### THE DATA
..............................

PR #1069, opened 2019-11-30
Add INPUT_FIELD_DEFINITION to orderBy directive location

### LINKED ISSUE #1048: orderBy Directive Location in Documentation / ide-helper
**Describe the bug**

`@orderBy` directive location doesn't seem to include all locations where the directive can be applied. It appears `INPUT_FIELD_DEFINITION` should be included in cases where someone is using an `input` type and the `@spread` directive.

Directive location should be updated to include all valid locations. It would also be nice to have the documentation for this directive updated to include some examples on how to use them in conjunction with input types since filters / inputs are likely a common use case.

**Steps to reproduce**

1. Apply `orderBy` directive on input type where `@spread` is being applied. OrderBy works as expected but isn't listed as a 'valid' location in the schema output of the ide-helper command.

**Environment**

Lighthouse Version: 4.6
Laravel Version: 5.8.35

omacranger:
- [x] Updated CHANGELOG.md

Resolves #1048 

**Changes**

Adds `INPUT_FIELD_DEFINITION` to the directive location for `orderBy` directive and provides example on how to use.

**Breaking changes**

None.

### DIFF
--- a/CHANGELOG.md
+++ b/CHANGELOG.md
@@ -22,6 +22,7 @@ and this project adheres to [Semantic Versioning](https://semver.org/spec/v2.0.0
   using `@softDeletes` directive. https://github.com/nuwave/lighthouse/pull/1042
 - Improve the error message for missing field resolvers by offering a solution https://github.com/nuwave/lighthouse/pull/1045
 - Throw `DefinitionException` when missing a type in the type registry https://github.com/nuwave/lighthouse/pull/1066
+- Add `INPUT_FIELD_DEFINITION` to `orderBy` directive location https://github.com/nuwave/lighthouse/pull/1069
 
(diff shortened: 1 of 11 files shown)


omacranger:
@spawnia After working with some other directives to handle functionality, I assume a few of these location declarations are out of date - `@builder` specifically and likely others - that can also be used on `INPUT_FIELD_DEFINITION` when used together with the `@spread` operator. Do you or someone on the team have a potential list for those and I'll have them updated along with this PR?

spawnia:
Great job, i like the additional example.

> Do you or someone on the team have a potential list for those and I'll have them updated along with this PR?

Not that i know of. Let's keep improving the docs iteratively, focused PR's like this one are perfect.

..............................

### WHAT TO PRODUCE
Reproduce the records in full, exactly as written.

### THE ANSWER
PR #1069, opened 2019-11-30
Add INPUT_FIELD_DEFINITION to orderBy directive location

### LINKED ISSUE #1048: orderBy Directive Location in Documentation / ide-helper
**Describe the bug**

`@orderBy` directive location doesn't seem to include all locations where the directive can be applied. It appears `INPUT_FIELD_DEFINITION` should be included in cases where someone is using an `input` type and the `@spread` directive.

Directive location should be updated to include all valid locations. It would also be nice to have the documentation for this directive updated to include some examples on how to use them in conjunction with input types since filters / inputs are likely a common use case.

**Steps to reproduce**

1. Apply `orderBy` directive on input type where `@spread` is being applied. OrderBy works as expected but isn't listed as a 'valid' location in the schema output of the ide-helper command.

**Environment**

Lighthouse Version: 4.6
Laravel Version: 5.8.35

omacranger:
- [x] Updated CHANGELOG.md

Resolves #1048 

**Changes**

Adds `INPUT_FIELD_DEFINITION` to the directive location for `orderBy` directive and provides example on how to use.

**Breaking changes**

None.

### DIFF
--- a/CHANGELOG.md
+++ b/CHANGELOG.md
@@ -22,6 +22,7 @@ and this project adheres to [Semantic Versioning](https://semver.org/spec/v2.0.0
   using `@softDeletes` directive. https://github.com/nuwave/lighthouse/pull/1042
 - Improve the error message for missing field resolvers by offering a solution https://github.com/nuwave/lighthouse/pull/1045
 - Throw `DefinitionException` when missing a type in the type registry https://github.com/nuwave/lighthouse/pull/1066
+- Add `INPUT_FIELD_DEFINITION` to `orderBy` directive location https://github.com/nuwave/lighthouse/pull/1069
 
(diff shortened: 1 of 11 files shown)


omacranger:
@spawnia After working with some other directives to handle functionality, I assume a few of these location declarations are out of date - `@builder` specifically and likely others - that can also be used on `INPUT_FIELD_DEFINITION` when used together with the `@spread` operator. Do you or someone on the team have a potential list for those and I'll have them updated along with this PR?

spawnia:
Great job, i like the additional example.

> Do you or someone on the team have a potential list for those and I'll have them updated along with this PR?

Not that i know of. Let's keep improving the docs iteratively, focused PR's like this one are perfect.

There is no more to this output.